Issue #691, opened 2026-06-12
KokoroAne English frontend over-stresses function word "to" as tˈO


LemonCANDY42:
## Summary

`KokoroAneManager`'s English text frontend currently phonemizes text by whitespace-splitting into words, running `G2PModel.shared.phonemize(word:)` per word, and joining the IPA parts. This maps the common function word `to` to `tˈO`. With the default English voice (`af_heart`), this is rendered as a stressed long "toe" / tour-like pronunciation in ordinary sentences such as "I want to go".

This looks like an English frontend issue rather than a CoreML acoustic-chain issue: bypassing the text frontend and feeding a weak form such as `tə` through `synthesizeFromPhonemes(...)` avoids the bad pronunciation.

## Environment

- FluidAudio: `0.14.7` (`8048812869b0c7c6fa393e564a4fb6f95126ba23`)
- Backend: `KokoroAneManager(variant: .english, defaultVoice: "af_heart")`
- Model assets: `FluidInference/kokoro-82m-coreml`, English `ANE/` 7-stage chain plus shared `kokoro/G2PEncoder.mlmodelc`, `G2PDecoder.mlmodelc`, `g2p_vocab.json`
- Platform reproduced on macOS host tests for G2P output; audible symptom observed in iOS app using the same `af_heart` default voice path

## Minimal G2P repro

A small test using the current internal `G2PModel` gives:

```text
word=to   ipa=tˈO
word=too  ipa=tˈu
word=two  ipa=tˈu
word=tour ipa=tˈʊɹ
```

The issue is not that `to` literally becomes `tour` (`tour` includes `ʊɹ`), but that `to` receives a stressed diphthong form (`tˈO`) in contexts where English normally expects a weak function-word pronunciation (`tə`, sometimes `tu`).

## Relevant code path

`Sources/FluidAudio/TTS/KokoroAne/KokoroAneManager.swift`:

```swift
let words = trimmed.split(whereSeparator: { $0.isWhitespace }).map(String.init)
...
let cleaned = word.trimmingCharacters(in: .punctuationCharacters).lowercased()
if let ipa = try await G2PModel.shared.phonemize(word: cleaned) {
    parts.append(ipa.joined())
}
...
return parts.joined(separator: " ")
```

Because this is per-word and context-free, `to` gets the same stressed form everywhere.

## Upstream comparison

[...]

PR #696, opened 2026-06-13
fix(tts): treat KokoroAne quote delimiters as punctuation

### LINKED ISSUE #695: KokoroAne English phonemizer treats quoted words as OOV
Follow-up to #691 and #692.

## Problem

The merged Misaki-lexicon-first frontend fixes ordinary words such as `to`, but ASCII single quotes can still be kept inside the word token. For example, an input like `'to'` is tokenized as a word-like token instead of `to` plus quote delimiters. The lexicon then misses and the word can fall back to BART G2P, reintroducing the over-pronounced/OOV behavior that #692 was meant to avoid.

This matters for chat/TTS text because quoted example words are common, e.g. `Let's practice 'to'`.

## Expected

Outer quote delimiters should not be part of the lexicon key. `'to'` should resolve through the same Misaki lexicon entry as `to`, while contractions such as `there's` and `don't` should remain intact.

## Proposed fix

In `KokoroAneEnglishPhonemizer.splitWords`, treat ASCII apostrophe as a word character only when it is internal to a word: there is already current word content and the following character is a letter or digit. Otherwise emit it as punctuation so the existing unsupported-punctuation path drops it.

I have a small follow-up PR prepared with regression coverage for `'to'` and a quoted sentence containing `there's`.

LemonCANDY42:
Fixes #695.
Follow-up to #691 and #692.

## Summary

- Treat ASCII apostrophe as a KokoroAne English word character only when it is internal to a word.
- Preserve contractions such as `there's` and `don't`.
- Let quoted words such as `'to'` resolve through the same Misaki lexicon key as `to` instead of falling through to BART G2P.
- Add regression tests for quoted `to` and a quoted sentence containing `there's`.

## Root cause

After #692, lexicon-first lookup fixes ordinary `to`, but `splitWords` still kept every ASCII apostrophe inside the current word token. A quoted example word like `'to'` could therefore miss the Misaki lexicon and fall back to BART G2P.

## Validation

- `swift build --target FluidAudio`
- `git diff --check -- Sources/FluidAudio/TTS/KokoroAne/G2P/English/KokoroAneEnglishPhonemizer.swift Tests/FluidAudioTests/TTS/KokoroAne/KokoroAneEnglishPhonemizerTests.swift`

`swift test --filter KokoroAneEnglishPhonemizerTests` currently does not complete on `main` in this checkout because the package build hits an existing CLI compile error in `Sources/FluidAudioCLI/Commands/ASR/Parakeet/Streaming/NemotronMultilingualFleursBenchmark.swift` (`the compiler is unable to type-check this expression in reasonable time`).

### DIFF
--- a/Sources/FluidAudio/TTS/KokoroAne/G2P/English/KokoroAneEnglishPhonemizer.swift
+++ b/Sources/FluidAudio/TTS/KokoroAne/G2P/English/KokoroAneEnglishPhonemizer.swift
@@ -145,6 +145,10 @@ struct KokoroAneEnglishPhonemizer: Sendable {
 
     // MARK: - Word splitter
 
+    private static let knownLeadingApostropheWords: Set<String> = [
+        "'cause", "'em", "'til", "'tis", "'twas", "'twere",
+    ]
+
     /// Emit runs of letters/digits (internal apostrophes and hyphens stay
     /// inside words: `don't`, `twenty-one`), single punctuation chars as
     /// their own tokens, and drop whitespace. Same shape as the StyleTTS2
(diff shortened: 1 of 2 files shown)


Alex-Wengg:
please fix the swift format issue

——————

__About this task__: Find "punctuation chars as" in the data above, then repeat that line and all lines after it exactly, ending with the final line.

__Task solution__:
     /// inside words: `don't`, `twenty-one`), single punctuation chars as
     /// their own tokens, and drop whitespace. Same shape as the StyleTTS2
(diff shortened: 1 of 2 files shown)


Alex-Wengg:
please fix the swift format issue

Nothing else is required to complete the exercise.